Elektronik ortamda yapılan işlemlerde, süre (son günün) gün sonunda (saat 00:00’da) biter. Resmi tatil günleri süreye dahildir. Sürenin son günün resmi tatil gününe rastlanması halinde, süre tatili takip eden ilk iş günü çalışma (mesai) saati sonunda biter.
ESKİ HALE GETİRME Bir işlemin yapılamaması işlemi yapacak olan kişinin iradesi dışında meydana gelmiş olabilir. Yani o kişinin süreyi kaçırması kendi kusurundan ileriye gelmeyebilir. İşte bu hallerde o kişiye süresinde yapamadığı işlemi sonradan yapma imkanını vermek için, eski hale getirme kurumu kabul edilmiştir.
ESKİ HALE GETİRME ŞARTLARI 1. Süre elde olmayan bir sebeple geçirilmiş olmalıdır.
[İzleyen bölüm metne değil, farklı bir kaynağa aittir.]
PR #8382, opened 2026-09-15
fix classloader issue, fixes #8369

### LINKED ISSUE #8369: [Task]: some performance improvements to spark native engine
### What needs to happen?

I did some benchmarking and found some issues causing performance degradation compared to a native spark pipeline. I was able to get our performance about 2x 

### Issue Priority

Priority: 2

### Issue Component

Component: Other

hansva:

------------------------


core/src/main/java/org/apache/hop/core/plugins/HopURLClassLoader.java
```diff
@@ -108,8 +108,20 @@ protected Class<?> loadClassFromThisLoader(String arg0, boolean arg1)
...
 
+  /**
+   * Packages a plugin must share with the core classloader so objects can cross the boundary (Hop
+   * core types, the Jackson streaming/databind API, SLF4J). Jackson *modules* are deliberately not
+   * listed: plugins bring their own — e.g. jackson-module-scala is compiled per Scala version, so
+   * the Beam engine (Scala 2.12) and the native Spark engine (Scala 2.13) each need the copy in
+   * their own lib, and a parent-first lookup of the wrong one fails at runtime with "no Creators"
+   * when Spark deserializes its own Scala classes.
+   */
   private static final String[] SYSTEM_PARENT_FIRST_PACKAGES = {
```
utafrali, line 119: The narrowing from `com.fasterxml.jackson.` to the three specific sub-packages is the right call for the Scala-module problem, but it also flips `com.fasterxml.jackson.dataformat.*` and `com.fasterxml.jackson.datatype.*` from parent-first to plugin-first. If a plugin bundles (say) `jackson-datatype-jsr310` and passes a `ZonedDateTime`-annotated object across the plugin boundary to core's `ObjectMapper`, you can get a `ClassCastException` because the two classloaders will have loaded different `JavaTimeModule` instances. This is unlikely in practice right now, but worth a sentence in the Javadoc so future contributors understand the scope of the decision: not just `jackson-module-*` is excluded, but all Jackson packages beyond `core`, `databind`, and `annotation`.

core/src/test/java/org/apache/hop/core/plugins/HopURLClassLoaderTest.java
```diff
@@ -77,6 +78,13 @@ void testSystemParentFirstClasses() throws Exception {
       Class<?> hopJsonClass = loader.loadClass("org.apache.hop.core.json.HopJson");
       assertEquals(org.apache.hop.core.json.HopJson.class, hopJsonClass);
       assertEquals(getClass().getClassLoader(), hopJsonClass.getClassLoader());
+
+      // Jackson modules are not shared: a plugin's own (e.g. Scala-version specific) copy must win
+      assertFalse(loader.isParentFirst("com.fasterxml.jackson.module.scala.DefaultScalaModule"));
+      assertFalse(loader.isParentFirst("com.fasterxml.jackson.datatype.jsr310.JavaTimeModule"));
```
utafrali, line 84: The `assertFalse` for `com.fasterxml.jackson.datatype.jsr310.JavaTimeModule` covers a module that is not in the codebase's test classpath and therefore exercises `isParentFirst` in isolation rather than actually loading the class. That is fine and intentional here, but consider adding a brief comment like `// isParentFirst check only — the class need not be on the classpath` so future readers don't wonder why there is no corresponding `loadClass` assertion.

utafrali (approved):
Solid, targeted fix: narrowing the Jackson parent-first prefix to `core`, `databind`, and `annotation` correctly prevents the wrong Scala-version `jackson-module-scala` from being picked up by Spark/Beam plugins, and the new test assertions clearly document the boundary. The main thing worth capturing in the Javadoc is that `dataformat` and `datatype` packages are now also plugin-first, not just `module`, so maintainers understand the full scope of the change.

PR #8424, opened 2026-09-16
Keep connection details when the connection type changes

### LINKED ISSUE #8357: [Bug]: Changing a connection's type clears username, password, host and database name
### Apache Hop version?

2.20

### Java version?

21

### Operating system

Windows

## Problem

When changing the connection type of an existing database connection — for example from MySQL to
MariaDB, to use another driver for the same server — Hop clears the hostname, database name,
username and password, and replaces the port with the new type's default.

Changing the adapter should not require entering the same connection details again. The password in
particular cannot be read back off the screen. The same applies when switching to a different
database family, MySQL to SQL Server, say: host, database name, user and password are still what
the user typed, and most of them still apply. This is even more so when the fields hold variables
rather than literal values — `${DB_HOST}`, `${DB_USER}`, `${DB_PASSWORD}` — which is how we set up
most connections: the variable names are the same whatever the database type, so nothing about
them needs to change. It is easier to correct one field than to re-enter all of them.

## Steps to reproduce

`main` @ `e487fe70f5`.

1. Metadata perspective → Relational Database Connection → open one with hostname, database name,
   username and password filled in (MySQL, say).
2. Change **Connection type** to a type not selected before in this editor session — MariaDB,
   PostgreSQL, Infobright.
3. Hostname, database name, username and password are empty. Port is the new type's default.

Switching *back* to the type you started on restores its values.

## Expected behavior

- Preserve the connection details on every type change — within a family and across families —
  including an explicitly entered port or a variable reference in the port field.
- If the port field is empty, use the selected type's default port if it has one; otherwise leave
  it empty.
- Preserve type-specific settings when switching back to a previously selected type — that already
  works today.

## Why

`DatabaseMetaEditor.changeConnectionType()` (`:549`) first calls `DatabaseMeta.setDatabaseType`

Ağır hastalık belli bir süre içinde bir işlemi yapması gereken taraf o işlemi yapamayacak ve kendisine bir vekil tayın edemeyecek derecede ağır hasta ise, iyileştikten sonra ( iki hafta içinde) eski hale getirme talebinde bulunulabilir.
2. afet nedeniyle, o işlemi süresinde yapamamış ise bu afeti son bulması ve tarafı o işlemi yapabilecek duruma gelmesi üzerine (iki hafta içinde) eski hale getirme talebinde bulunabilir. 3. taraf adresinde bulunmadığı için, tebligat (duruşma davetiyesinin tebliği) onun adına tebligatı kabule yetkili bir kişiye ( karısına) yapılmış ve kocası seyahate olduğu için karısı tebligatı kocasına vermemeşse taraf(koca) seyahaten dondukten sonra tebligatı öğrenince (iki hafta içinde) eski hale getirme talebine bulunabilir.
4. vekil ile takip edilen davalarda, vekilin elinde olmayan nedenle süreyi kaçırmış olması da eski hale getirme sebebidir. 5. dava ehliyeti bulunmayanlar adına yasal temsilcisi tarafından takip edilen davalarda yasal temsilcinin yukarda ki gibi bir engelinin bulunması halinde de yasal temsilci engelin ortadan kalmasından itibaren iki hafta içinde eski hale getirme talebinde bulunabilir.